You installed a package last week. Something might have left with it.

Three incidents. Seven days. The same attack surface, hit three different ways.

On May 16, Grafana confirmed that a targeted group gained unauthorized access to its GitHub repositories and downloaded its codebase. The entry point was an npm supply chain compromise involving TanStack packages. Not a breach of Grafana’s servers. A library. One they trusted.

On May 19, GitHub published a statement that its own internal repositories had been accessed. The vector was a poisoned VS Code extension installed on an employee device. GitHub removed the malicious extension, isolated the endpoint, and opened an incident response. The disclosure hit 6.1 million views within hours.

On May 20, Microsoft Threat Intelligence identified “Mini Shai-Hulud”: an npm supply chain attack targeting antv packages, including antv/g2 and the widely used echarts-for-react.
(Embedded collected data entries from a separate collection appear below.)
PR #226, opened 2020-06-15
New feature for bug bounty programs

### LINKED ISSUE #102: Introduce a feature for bug bounties for open-source projects
There are a number bug bounties for open-source projects, for example see [Internet Bug Bounties on HackeOne](https://hackerone.com/directory/programs?ibb=true&order_direction=DESC&order_field=started_accepting_at). If a project has such a bug bounty, then it may bring more researchers to look for security issues and report them responsibly. In the end, it improves security.

Let's introduce a boolean feature which shows if a project has a bug bounty. The feature can contribute to the security testing score or directly to the security score (in both cases, it needs an intermediate sub-score since both score are based on sub-scores).

Here is a list of well-known platforms which host bug bounties:

- https://hackerone.com
- https://bugcrowd.com/programs

- [x] Add the new feature.
- [x] Implement a data provider which fills out the new feature. It would be best, if the provider can fetch the info from the bug bounty platforms to fill out the feature. Otherwise, the provider can read a file which maps projects to bug bounties. The file will need to be updated manually which is not very convenient.
- [ ] Include the new feature to the open-source security rating.
- [ ] Update test and test vectors.
- [ ] Update the demo tool.

### LINKED ISSUE #227: Remove duplicate load() methods from JSON storages
The classes in the `com.sap.sgs.phosphor.fosstars.data.json` package use the same mechanism to load data. However, they have duplicate code. Let's fix it.

artem-smotrakov:

- Added a new `OssFeatures.HAS_BUG_BOUNTY_PROGRAM` feature.
- Updated `ProjectSecurityAwarenessScore` to take into account the new feature.
- Added a new data provider `HasBugBountyProgram`. The provider uses a static list of known bug bounties.
- Updated `PrettyPrinter` to print out the new feature.
- Added tests and test vectors.
- Removed duplicate `load()` methods from JSON storages. This closes #227.

This closes #102

### DIFF
--- a/src/main/java/com/sap/sgs/phosphor/fosstars/data/json/BugBountyProgramStorage.java
+++ b/src/main/java/com/sap/sgs/phosphor/fosstars/data/json/BugBountyProgramStorage.java
@@ -2,9 +2,7 @@ package com.sap.sgs.phosphor.fosstars.data.json;
 
 import com.fasterxml.jackson.annotation.JsonProperty;
 import com.sap.sgs.phosphor.fosstars.tool.github.GitHubProject;
-import java.io.File;
 import java.io.IOException;
-import java.io.InputStream;
 import java.net.URL;
 import java.util.List;
 import java.util.Map;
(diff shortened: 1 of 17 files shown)


src/main/java/com/sap/sgs/phosphor/fosstars/data/json/BugBountyProgramStorage.java
```diff
@@ -0,0 +1,121 @@
...
+    return load(RESOURCE_PATH);
+  }
+
+  /**
+   * Loads info about bug bounty programs from a specified file.
+   *
+   * @return An instance of {@link BugBountyProgramStorage}.
+   * @throws IOException If something went wrong.
+   */
+  public static BugBountyProgramStorage load(String path) throws IOException {
```
sourabhsparkala, line 84: This load of file function is used a lot of time. Multiple classes.
Do you think it would be a good idea to have a generic static method for every class?

artem-smotrakov: That's definitely a good idea. I've moved the load method to the abstract parent.

artem-smotrakov:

A compromised maintainer account published malicious versions containing an obfuscated payload delivered via a Bun preinstall hook. What it takes: GitHub PATs, OIDC tokens, AWS credentials, SSH keys, kubeconfigs, .env files, Slack tokens, Stripe tokens, Vault tokens. Exfiltration over HTTPS. No warning. No confirmation prompt. It runs the moment you install.

The connecting thread is not a specific actor. It is a category of trust: the tools that developers use daily are now the preferred delivery surface.

npm preinstall hooks run silently. VS Code extensions run with full file system access. Both had a bad week.

The question worth sitting with: how many more are already in the wild?